> [Action item]:
Everything from the line containing "All six remaining" through the end of the entries below must be set down exactly, and nothing else.

= = = = = = =

PR #732, opened 2026-07-27
feat(core): BM25 pushdown — narrow with pg_trgm, score in core with global corpus statistics (#711)

plur9:
Phase 4 foundation for #711. Stacked on #728 (async write path) and carries #724's prefix-matching fix as a hard prerequisite.

## The problem this makes safe

Pushing BM25 narrowing into the store and scoring in core is only sound if the store also reports what the corpus looks like **beyond the candidates it returned**.

`computeIdf` derives `N` and `df` from the engrams it is handed. That is correct today, because search hands it everything. It stops being correct the moment a store narrows: given 200 candidates out of 50,000, `N` becomes 200, and a term that is rare corpus-wide but common among the survivors gets scored as common — IDF inverted, precisely for the terms it exists to privilege.

The reason this is worth a PR of its own rather than a line inside the pushdown: **it fails silently**. No error, no empty result, no exception. Every score is a plausible number, the roughly-right rows come back in the wrong order, and a test asserting "the matching engram was returned" passes either way. The only production symptom is that recall quietly gets worse.

So it lands with a test that *demonstrates* the inversion rather than a comment asserting it — a corpus where `kubernetes` is 1-in-40 corpus-wide but 1-in-4 among the candidates a store would plausibly return for `deploy kubernetes`:

```
local IDF over candidates disagrees with IDF over the whole corpus     ✓
supplying corpus stats restores the corpus-wide IDF exactly            ✓
scores a candidate identically to scoring it against the full corpus   ✓
searchEngrams ranks the narrowed set by corpus-wide IDF                ✓
omitting stats leaves existing behaviour byte-identical                ✓
```

## What is here

- **`CorpusStats`** — `N` plus per-term `df`, supplied by a store that can compute them without materialising the corpus.
- **`termMatches`** — the matching rule extracted to one definition. `df` counted under one rule and `tf` under another is not BM25, and nothing would report it; the predicate was inlined at three call sites and had already drifted once.
- **`computeIdf(engrams, tokens, stats?)`** and **`searchEngrams(..., stats?)`** — optional, so every existing caller is byte-identical. Pinned by a test rather than assumed.
- **`StorageAdapter.corpusStats?()`** — optional *by design*. A store that cannot reproduce `termMatches` exactly must leave it undefined. An approximate `df` is worse than the local fallback: local `df` is at least wrong in a way that correlates with the candidate set and can be reasoned about, whereas an approximation is wrong per-term with no pattern.

## Why #724 is a prerequisite, not a neighbour

Bidirectional unbounded substring has no index that can serve it. `qt.includes(t)` asks "find rows whose token is a substring of *this string*" — not a search a trigram index answers either. Bounding the reverse arm to a prefix is what makes the predicate indexable at all.

The ablation is on #711: on a real 3,930-engram store, prefix-bidirectional holds **0.690** top-5 overlap with current behaviour and loses **zero** queries, while plain tsvector `:*` — the only thing Postgres can do natively without pg_trgm — scores **0.320**.

## What is deliberately NOT here

The Postgres-side narrowing. It needs a tokens column, a GIN trigram index, and exact tokenization parity between `ftsTokenize` and SQL. That is a schema change, and the exactness requirement above means it has to be got right rather than appended to the end of this PR. It is specified on #711.

This PR is the part that makes that change *safe to write*: without the stats seam, a correct-looking pushdown silently degrades ranking.

## Verification

- `pnpm test`: **3059 passed | 44 skipped**
- `pnpm build` clean, `pnpm typecheck:tests` 0 errors
- 10 new tests, including the byte-identity check on the no-stats path


plur9:
Updated: this now carries the **complete** Phase 4, not just the seam. The Postgres-side narrowing landed in a47b1d3.

**Tokenization parity** was the whole risk, and it is solved by construction rather than by care: tokens are computed in TypeScript at write time by the same `ftsTokenize` the scorer uses, and stored. There is no SQL-side tokenizer. A Postgres text-search configuration would have been a second implementation of the stop-word list, the length floor and the non-word split, free to drift from the first with nothing to report the drift.

**Two arms, two indexes:**

```
forward  t.includes(qt)    ->  search_text LIKE '%qt%'      GIN trigram
reverse  qt.startsWith(t)  ->  tokens && ARRAY[prefixes]    GIN array
```

The forward arm is why this needs pg_trgm and not tsvector — `auth` matching `transferWithAuthorization` is an *infix* match, which a prefix query cannot express. There is a test pinning that specific case rather than trusting the argument.

The reverse arm is enumerable only because #724 bounded it to a prefix: the prefixes of a known query token are a finite list, whereas `qt.includes(t)` asks "find rows whose token is a substring of this string", which no index answers.

**Three places it refuses rather than approximates:**

- rows predating the `tokens` column would match nothing and deflate every `df` invisibly — `corpusStats` counts them and throws naming the backfill
- without pg_trgm it warns once and falls back to the pre-Phase-4 load-and-score path, rather than silently losing the pushdown
- statistics are scoped by the same restriction as the search — `df` over the whole corpus with candidates from one scope is a subtler form of the bug this phase exists to prevent

Candidate selection is deliberately **not** bounded by `limit`: BM25 ranks the candidates, so a row cut in SQL can never be recovered. `limit` applies after scoring.

**8 new tests against real Postgres, asserting equality with the local path** rather than "the expected engram came back" — the latter passes under a broken IDF, the former does not. Ranking parity holds across four queries, `df` matches locally-computed ground truth per token, IDF agrees to 12 decimal places.

Suite: **3067 passed | 44 skipped**.

plur9:

All green on Node 20/22/24.

plur9:

crtahlin (dismissed):
Independent review — **APPROVE** (high confidence: read the scoring seam, ran the demonstration test + full core suite + test typecheck).

## What this actually is (and why the scope is right)

This lands the **safety seam**, not the Postgres narrowing itself (correctly deferred to #711). The framing is exactly right: pushing BM25 narrowing into the store silently inverts IDF unless the store can also report corpus-wide `N`/`df` — a term rare corpus-wide but common among the survivors gets scored as common, wrong order, no error, and a "was it returned?" test passes either way. So the seam has to exist and be proven before the pushdown is safe to write.

## Verified

- **`termMatches` is a single definition** (`t.includes(qt) || qt.startsWith(t)` — carries #724) used by BOTH `ftsScore` tf-counting and `computeIdf` df-counting. tf and df under one rule is the correctness requirement, and this closes the drift the body describes.
- **`computeIdf(engrams, tokens, stats?)`** uses the same `log(N/(1+df))` formula in both branches; the `stats` branch substitutes corpus-wide `N`/`df`, so it reproduces a full-corpus IDF exactly. **Omitting `stats` is byte-identical** to prior behaviour.
- **`searchEngrams(..., stats?)`** threads stats through; optional, back-compat.
- **`corpusStats?()` optional-by-design** — a store that cannot reproduce `termMatches` exactly must return undefined; the reasoning (an approximate per-term `df` is worse than a local fallback that at least correlates with the candidate set) is sound.
- Demonstration test (inversion shown, restored-by-stats, byte-identical-without, ranks-by-corpus-wide-IDF) + full core suite **2163/0**; test typecheck clean.

## Note for the follow-on (#711)

When the actual pg_trgm narrowing lands, the Postgres/PGLite `corpusStats()` MUST reproduce `termMatches` exactly (including #724's `startsWith` arm) or return undefined — that exactness is the load-bearing contract this seam rests on. Worth an explicit parity test at that point.

Prerequisite: merge #724 first (this carries its cherry-pick). Stacked on #728; needs a rebase onto current main before merge.

plur9:
## Audit complete — hold lifted on the fixes, but read this first

@crtahlin thanks for merging #716. The adversarial audit finished: **61 findings raised, 57 survived independent verification** (each was hit by one agent told to refute it and one told to reproduce it empirically). 10 critical, 15 high.

It found real defects, several of them mine and several that contradicted claims I had made on these PRs. The important ones are fixed and pushed; the rest are listed below rather than quietly dropped.

### Fixed — authorization (all silent, none produced an error)

- **`buildFilterClause` had no branch for `filter.scopes` at all.** `PostgresAdapter.loadFiltered()` ignored the permitted-scope allow-list entirely: a non-empty list returned *every* scope, and `scopes: []` — which must return nothing — returned the *whole corpus*. `PGLiteAdapter` implemented it correctly; this copy had diverged, and the docstring claiming the two were lifted from each other was wrong. Nothing compared them.
- **`searchVector` was declared `(query, limit)`** against an interface of `(query, limit, opts?: ScopeRestriction)`. TypeScript accepts a narrower arity, so callers passing `scopes` compiled, ran, and got an unrestricted k-NN search.
- **`corpusStats`'s empty-token path** counted the corpus with no scope clause, reporting an `N` the caller was not permitted to see.
- **`searchBM25` read `trigramAvailable` before `getPool()` had run**, so on a cold adapter it was `undefined` and the *first query of every process* took the fallback — inheriting the bypass above.

### Fixed — correctness

- **`_` is a LIKE wildcard.** It survives `ftsTokenize` (it is a `\w` char), so `'snakeXcase' LIKE '%snake_case%'` is true — verified against the database. `df` was counted under a different rule than `tf`, which is not BM25.
- **`avgDocLength` came from the candidates while `N` and `df` came from the corpus.** My parity claim on this PR was false. `CorpusStats` now carries it, computed corpus-wide in the same statement as `N`.
- **The 5s remote-write timeout in `plur learn` was dead code** — an automated pass had inserted `await` inside `Promise.race([...])`, resolving the call before the timer was armed.
- **`pg` was not externalized in tsup.** It is an `optionalDependency`, and tsup only auto-externalizes `dependencies` + `peerDependencies`, so esbuild inlined the driver into core's dist. The *published* `PostgresAdapter` would have thrown on first use — invisible in CI, because tests run from source.
- Two user-facing strings had been rewritten by the same automated pass: the CLI help documented `hook-await inject`, and `plur sync` told users to "Add a remote with `await plur.sync(...)`".

### Fixed — the critical one, and why it mattered

Every write is load → mutate → save, and `save()` replaces the whole corpus. Mutual exclusion came from an `O_EXCL` lock file keyed on a **local path** — a YAML assumption compiled into the engine. Two containers sharing a database share neither the mutex nor the file, so the loser of a race does not lose its own update, it **deletes rows the winner committed**.

Measured against two `Plur` instances over one schema, before the fix:

```
concurrent feedback + learn      -> increment reverted            5 of 5
concurrent READ-ONLY recall +    -> learned engram DELETED        2 of 5
  learn
```

The second is the one that should have blocked a release: `recall()` updates activation, so a read is a whole-corpus write wearing a read's name.

Fix: `PrimaryStore.withExclusiveAccess?()` — the store says how it wants to be serialized, because it is the thing that knows what it shares. `PostgresAdapter` takes a session-scoped `pg_advisory_lock`; a local-file store keeps the file lock. Same treatment for `purgeTensions()` and `flushOutbox()`, which were unlocked whole-corpus rewrites (the latter held a snapshot across network round-trips to remote stores).

Verification, which is the only part that makes the tests worth having: **restore the old lock and 4 of 5 multi-writer tests fail, 3 runs of 3. With the fix, 5 of 5 pass, 6 runs of 6.**

### Corrections to what I claimed earlier on these PRs

- "Phase 3 complete — fixes the live enterprise recall bug" — **wrong**, the Postgres scope filter was a no-op.
- "Ranking parity verified" — **wrong**, parity held for `df`/IDF but not length normalisation.
- Two of my own tests could not fail. One compared `searchEngrams(c,q,5)` with `searchEngrams(c,q,5,undefined)` — the same call. My first replacement *also* had no teeth (mutation-checked: it passed with the bug reintroduced, because every fixture document was the same length). Both are now mutation-checked.

### Still open — not fixed, deliberately

- **Writes are still O(N)** and serialize globally per schema. Correct now, not fast. The real fix is an incremental `append`/`update` seam on `PrimaryStore`.
- **`searchBM25` / `corpusStats` have zero call sites in `Plur`** — the Phase 3/4 capability is reachable only by driving the adapter directly. `index.ts` also forces the PGLite index when the Postgres tier is selected.
- **`InjectOptions` has no `scopes`**, so `inject()` cannot be authorization-scoped.
- ~45 medium/low findings (API/doc drift, pool races, a missing CHANGELOG entry for a breaking change, more vacuous tests).

The first three are what block convergence Phase 6; I'll file them.

### State

All six remaining PRs are **MERGEABLE** again (main moving under a stacked branch conflicted three of them; each was merged and re-verified — every conflicted path on main was byte-identical to this stack's own Phase 1 commit, checked file by file rather than assumed).

`#715 → #719 → #720 → #728 → #724 → #732`. Suite: **3083 passed**, build clean, typecheck 0, CI green on #732.

The audit findings are addressed to the point where I would merge this. Your call on whether the open items above should gate it.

= = = = = = =

> [Your solution]:
All six remaining PRs are **MERGEABLE** again (main moving under a stacked branch conflicted three of them; each was merged and re-verified — every conflicted path on main was byte-identical to this stack's own Phase 1 commit, checked file by file rather than assumed).

`#715 → #719 → #720 → #728 → #724 → #732`. Suite: **3083 passed**, build clean, typecheck 0, CI green on #732.

The audit findings are addressed to the point where I would merge this. Your call on whether the open items above should gate it.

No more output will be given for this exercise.